PR #388, opened 2025-01-09
356: Copy to VAST status indicator

### LINKED ISSUE #356: Copy to Vast: status indicator
# User story
Scientists 1 and 2 are working on a project that needs to use file A on local storage, but File A is only on the cloud. Scientist 1 uses BFF to copy the file to the Vast. The file is 4TB so it isn't immediately available. Scientist 2 goes to BFF to do the same thing: they would like to know if the download is already in progress.

# Design
In “canonical file path field” write “Copying to Vast in progress…” (italics) for in-progress downloads

# Implementation details
* Cloud only: `shouldBeInLocal` is False
* Download in progress: `shouldBeInLocal` is True and eviction date is null
* Download complete: `shouldBeInLocal` is True and eviction date is non-null

pgarrison:
# Purpose
Scientists 1 and 2 are working on a project that needs to use file A on local storage, but File A is only on the cloud. Scientist 1 uses BFF to copy the file to the Vast. The file is 4TB so it isn't immediately available. Scientist 2 goes to BFF to do the same thing: they would like to know if the download is already in progress.

Resolves #356 

# Testing
* New unit test
* Manual test in staging
Screenshot 2025-01-09 at 12 58 57 PM

### DIFF
--- a/packages/core/components/FileDetails/FileAnnotationList.tsx
+++ b/packages/core/components/FileDetails/FileAnnotationList.tsx
@@ -73,15 +73,12 @@ export default function FileAnnotationList(props: FileAnnotationListProps) {
             }
 
             let annotationValue = annotation.extractFromFile(fileDetails);
-            if (annotationValue === Annotation.MISSING_VALUE) {
-                // Nothing to show for this annotation -- skip
-                return accum;
-            }
 
             if (annotation.name === AnnotationName.LOCAL_FILE_PATH) {
-                if (localPath === null) {
-                    // localPath hasn't loaded yet, but it should eventually because there is an
-                    // annotation named AnnotationName.LOCAL_FILE_PATH
+                if (fileDetails && fileDetails.downloadInProgress) {
+                    annotationValue = "Copying to VAST in progress…";
+                } else if (localPath === null) {
+                    // localPath hasn't loaded yet or there is no local path annotation
                     return accum;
____
Only one stretch of the records above is wanted: the lines between the one holding "annotation -- skip" and the one holding "annotation named AnnotationName.LOCAL_FILE_PATH", inclusive, reproduced exactly.

● **Solved problem**:
-                // Nothing to show for this annotation -- skip
-                return accum;
-            }
 
             if (annotation.name === AnnotationName.LOCAL_FILE_PATH) {
-                if (localPath === null) {
-                    // localPath hasn't loaded yet, but it should eventually because there is an
-                    // annotation named AnnotationName.LOCAL_FILE_PATH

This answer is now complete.